O que diferencia furto e roubo segundo a legislação brasileira?
Ambos são crimes contra o patrimônio e geram prejuízos reais. A diferença na classificação, porém, afeta diretamente a pena imposta ao criminoso, o registro do boletim de ocorrência e a forma como a seguradora trata o sinistro.
Entenda a diferença:
Furto: subtração sem confronto direto
O furto, previsto no artigo 155 do Código Penal, acontece sem violência ou ameaça. O proprietário geralmente descobre o crime depois: estacionou o carro e, ao retornar, o veículo não está mais lá. Não houve contato com os criminosos nem confronto.

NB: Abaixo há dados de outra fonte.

Issue #6972, opened 2025-04-09
Amazon Q LSP: Failure to initialize on NixOS - EPIPE error during LSP startup


cShirley14:
## Problem
As a NixOS user attempting to use Amazon Q, the Language Server fails to start. NixOS being an immutable operating system, this appears to be a configuration-related issue with the Language Server initialization.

Exemplos comuns de furto de veículos
- Carro levado de estacionamento de rua durante a madrugada.
- Caminhão subtraído de pátio logístico enquanto o motorista descansava.
- Veículo levado de frente a um estabelecimento comercial, sem que o proprietário percebesse.
O Código Penal prevê pena de 1 a 4 anos de reclusão, além de multa, para o furto simples. Se o crime ocorre durante o período noturno, a pena é aumentada em um terço.
Furto simples e furto qualificado
O furto simples ocorre quando o bem é subtraído sem deixar vestígios da ação. O veículo desaparece e não há sinais de arrombamento, uso de ferramentas ou outros indícios de como o crime foi executado. É o caso, por exemplo, de um carro que some de um estacionamento sem que câmeras ou testemunhas registrem o momento.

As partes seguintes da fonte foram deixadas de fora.